PR #775, opened 2022-08-22
Minor fixes in intro-to-ada

reznikmm:


content/courses/intro-to-ada/chapters/appendices.rst
```diff
@@ -155,52 +155,52 @@ Indefinite version
...
+| Indefinite limited private type                              | Any type, limited or     |
+|                                                              | not, indefinite or       |
+| **Format**: :ada:`type T (<>) is limited private;`           | definite                 |
++--------------------------------------------------------------+--------------------------+
+| Incomplete indefinite tagged private type                    | Any concrete tagged      |
+|                                                              | type,                    |
+| **Format**: :ada:`type T (<>) is tagged;`                    | indefinite or definite   |
++--------------------------------------------------------------+--------------------------+
+| Indefinite tagged private type                               | Any concrete, nonlimited |
+|                                                              | tagged type,             |
```
gusthoff, line 178: Editorial remark: instead of changing the whole table just because of a single change, I'd really prefer you just add a new line (after "Any concrete" and before "tagged type") to write "nonlimited".

content/courses/intro-to-ada/chapters/modular_programming.rst
```diff
@@ -199,7 +199,7 @@ user of the :ada:`Operations` package, providing a first form of encapsulation.
 This works because entities declared in the body are *only* visible in the
 body.
 
-This example shows how :ada:`Last_Increment` is used indirectly:
+This example shows how :ada:`Increment_By` is used indirectly:
```
gusthoff, line 202: `Last_Increment` was actually correct, as we're referring to the variable, not the function.

content/courses/intro-to-ada/chapters/privacy.rst
```diff
@@ -247,11 +247,11 @@ summarizes this:
...
 |                               | its parent's specification    |
 +===============================+===============================+
-| Specification: public part    |                               |
+| Specification: public part    | No                            |
 +-------------------------------+-------------------------------+
-| Specification: private part   | X                             |
+| Specification: private part   | Yes                           |
 +-------------------------------+-------------------------------+
-| Body                          | X                             |
+| Body                          | Yes                           |
```
gusthoff, line 254: This isn't really a "minor fix", but rather an editorial change. Having explicit "no"s and "yes"s might be unequivocal, but it also makes the tables more difficult to read.

I assume you have a problem with the "X", which could potentially be interpreted as "doesn't apply" in some contexts. If that's the case, you could replace them by check marks, which always mean "yes" — for that, use the `|check|` syntax from `isopub.txt`.

content/courses/intro-to-ada/chapters/appendices.rst
reznikmm: :+1:   it didn't cross my mind

content/courses/intro-to-ada/chapters/privacy.rst
reznikmm: > be interpreted as "doesn't apply"

This was exactly my case. `|check|` should work indeed.

gusthoff (approved):
Perfect, thanks a lot!

PR #776, opened 2022-08-25
Edit `Tasking` section of "Introducion to Ada"

reznikmm:


content/courses/intro-to-ada/chapters/tasking.rst
```diff
@@ -47,14 +47,17 @@ that both calls to :ada:`Put_Line` are performed.
...
-- The main application is itself a task (the main task).
+- The main application is itself a task (the main or “environment” task).
 
   - In this example, the subprogram :ada:`Show_Simple_Task` is the main task of
     the application.
 
 - Task :ada:`T` is a subtask.
 
-  - Each subtask has a master task.
+  - Each subtask has a master, which represents the program construct in which
```
gusthoff, line 57: Two comments here: 

1. There are four "which"s in this paragraph. Maybe you could rewrite this?
2. The term "construct" (as in "program construct" or "master construct") won't be understood by everyone. As it appears here for the first time, you probably should explain it in a sentence.

content/courses/intro-to-ada/chapters/tasking.rst
```diff
@@ -195,27 +200,28 @@ In this example, we're making the task :ada:`T` wait one second after each
...
 synchronize with it. Specifically,
 
-- The subtask waits at that point (in the :ada:`accept` statement),
+- The task with the entry waits at that point (in the :ada:`accept` statement),
   ready to accept a call to the corresponding entry from the master task.
 
-- The master task calls the task entry, in a manner similar to a procedure
-  call, to synchronize with the subtask.
+- The other task calls the task entry, in a manner similar to a procedure
+  call, to synchronize with it.
```
gusthoff, line 222: "it" can be confusing in this context. We should be more specific (as in the original version).

content/courses/intro-to-ada/chapters/tasking.rst
```diff
@@ -246,10 +252,11 @@ example:
...
 In this example, we declare an entry :ada:`Start` for task :ada:`T`.  In the task
 body, we implement this entry using :ada:`accept Start`. When task :ada:`T`
-reaches this point, it waits for the master task. This synchronization
-occurs in the :ada:`T.Start` statement. After the synchronization completes,
+reaches this point, it waits for some other task to call its entry.
+This synchronization
+occurs in the :ada:`T.Start` statement. After the rendezvous completes,
 the main task and task :ada:`T` again run concurrently until they synchronize
-one final time when the main task finishes.
+one final time when the main subprogram Show_Rendezvous finishes.
```
gusthoff, line 259:
```suggestion
one final time when the main subprogram :ada:`Show_Rendezvous` finishes.
```

content/courses/intro-to-ada/chapters/tasking.rst
```diff
@@ -335,9 +342,11 @@ observations:
     - Because task :ada:`T` contains an infinite loop, it always accepts calls
       to the :ada:`Reset` and :ada:`Increment` entries.
 
-    - When the main task finishes, it checks the status of the :ada:`T`
+    - When the master construct of the subtask (the Show_Rendezvous_Loop
```
gusthoff, line 345:
```suggestion
    - When the master construct of the subtask (the :ada:`Show_Rendezvous_Loop`
```

content/courses/intro-to-ada/chapters/tasking.rst
```diff
@@ -515,11 +524,11 @@ in a coordinated way, we use *protected objects*.
...
 of *protected operations*, which may be subprograms or protected
 entries. Using protected objects ensures that data is not corrupted by race
-conditions or other simultaneous access.
+conditions or other concurrent access.
 
 .. admonition:: Important
 
-    Protected objects can be implemented using Ada tasks. In fact, this was
+    Objects can be protected from concurrent access using Ada tasks. In fact, this was
     the *only* possible way of implementing them in Ada 83 (the first
```
gusthoff, line 532: Because of the previous change, we should now replace "them" with "protected objects". Otherwise, it might get confusing.

content/courses/intro-to-ada/chapters/tasking.rst
```diff
@@ -778,14 +787,14 @@ We can reuse a previous example and rewrite it to use a protected type:
 
     procedure Show_Protected_Object_Type is
 
-       protected type Obj_Type is
+       protected type PObj_Type is
```
gusthoff, line 790:
```suggestion
       protected type P_Obj_Type is
```

gusthoff (changes requested):
Thanks for reviewing this chapter. I only have a couple of comments.

content/courses/intro-to-ada/chapters/tasking.rst
sttaft: I don't believe we want to use the term "protected object" unless it is in fact an object whose type is a "protected type."  I intentionally used the term "object protected from concurrent access" to avoid the term "protected object" which has a very specific meaning in Ada.

content/courses/intro-to-ada/chapters/tasking.rst
sttaft: The term "construct" is very general.  This is probably not the place to introduce it.  I would suggest you introduce it early on in your Introduction to Ada. It is defined in 1.1.4 of the (Annotated) Ada Reference Manual:

> 15
> A syntactic category is a nonterminal in the grammar defined in BNF under “Syntax”. ...
> 16
> A construct is a piece of text (explicit or implicit) that is an instance of a syntactic category defined under “Syntax”. 

> ...
> 16.b
> Ramification: For example, an [expression](http://www.ada-auth.org/standards/2xaarm/html/AA-4-4.html#S0132) is a construct. A declaration is a construct, whereas the thing declared by a declaration is an “entity”. 
> ...

> 17
> A constituent of a construct is the construct itself, or any construct appearing within it.

content/courses/intro-to-ada/chapters/tasking.rst
sttaft: I originally said "... synchronize with the task with the entry" but that seemed quite redundant.  Feel free to rephrase it if you can find a reasonable way to do so.

content/courses/intro-to-ada/chapters/tasking.rst
sttaft: And feel free to break the long sentence into two, to avoid the multiple "which"es.

content/courses/intro-to-ada/chapters/tasking.rst
gusthoff: In this case, I prefer to be redundant. Also, the paragraph starts with "Specifically," so we can be more specific here...

content/courses/intro-to-ada/chapters/tasking.rst
gusthoff: The term "construct" is already being used in the course (and more often than I expected), so it won't change much if we use it here.

content/courses/intro-to-ada/chapters/tasking.rst
gusthoff: Actually, this admonition is in fact referring to protected objects. Maybe we could say:

"We can implement the same functionality of protected objects using just Ada tasks. In fact, this was [...]"

content/courses/intro-to-ada/chapters/tasking.rst
```diff
@@ -195,27 +200,28 @@ In this example, we're making the task :ada:`T` wait one second after each
...
+- The task with the entry waits at that point (in the :ada:`accept` statement),
   ready to accept a call to the corresponding entry from the master task.
 
-- The master task calls the task entry, in a manner similar to a procedure
-  call, to synchronize with the subtask.
+- The other task calls the task entry, in a manner similar to a procedure
+  call, to synchronize with the entry.
 
-This synchronization between tasks is called *rendez-vous*. Let's see an
+This synchronization between tasks is called *rendezvous*. Let's see an
```
sttaft, line 224: ... is called _a_ rendezvous.

content/courses/intro-to-ada/chapters/tasking.rst
sttaft: I would suggest: "In fact, this was the only way of protecting objects from concurrent access in Ada 83 (the first ..."

sttaft (commented):
Looks very good.  I still had a few comments, many of which are editorial.

content/courses/intro-to-ada/chapters/tasking.rst
gusthoff: Perfect, I've just changed as suggested.

gusthoff (approved):

PR #825, opened 2022-12-23
Adding section on the universal text buffer

gusthoff:


content/courses/advanced-ada/chapters/strings.rst
```diff
@@ -1688,11 +1688,134 @@ then the actual information for the derived type is displayed.
...
+this type and additional procedures associated with this type.
+
+.. note::
+
+   This feature was introduced in Ada 2022.
+
+Overview
+~~~~~~~~
+
+We use the :ada:`Root_Buffer_Type'Class` type to implement an universal text
```
pat-rogers, line 1704: "an universal" should be "a universal"

content/courses/advanced-ada/chapters/strings.rst
```diff
@@ -1688,11 +1688,134 @@ then the actual information for the derived type is displayed.
...
+       V := (F => 100.2,
+             I => 100);
+       Put_Line ("V = "
+                 & V'Image);
+    end Show_Put_Image;
 
+In the body of the :ada:`Put_Float_Integer` procedure, we're using the
+:ada:`New_Line`, :ada:`Increase_Indent` and :ada:`Decrease_Indent` procedures
+to improve the format of the string returned by the :ada:`Float_Integer'Image`
+attribute. Using these procedures, you can write any kind of format for your
```
pat-rogers, line 1820: In "you can write any kind of format" the word "write" seems a little awkward because the format is not what is written. Rather, the format is how the value is presented when written, or the layout used when written. So maybe it could be "you can create any kind of output format" ?

content/courses/advanced-ada/chapters/strings.rst
gusthoff: It's probably not the first time I do this mistake. ;-) Thanks for catching it!

content/courses/advanced-ada/chapters/strings.rst
gusthoff: You're totally right! I just changed it and took your suggestion.

pat-rogers (approved):

PR #842, opened 2023-02-07
Adding section on record aggregates

gusthoff:


content/courses/advanced-ada/chapters/aggregates.rst
```diff
@@ -8,11 +8,465 @@ Aggregates
...
+             Put_Line ("   Z => "
+                       & Integer'Image (P.Z3)
+                       & ")");
+          end case;
+       end Display;
+
+    end Points;
+
+To write aggregates of the :ada:`Point` type, we have to specify the :ada:`D`
+discriminant as a component of the aggregate. Also, this component must be the
```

====

INSTRUCTIONS FOR THE TASK =>
Every line above that has the string "category" needs to be copied.

REPLY =>
> A syntactic category is a nonterminal in the grammar defined in BNF under “Syntax”. ...
> A construct is a piece of text (explicit or implicit) that is an instance of a syntactic category defined under “Syntax”. 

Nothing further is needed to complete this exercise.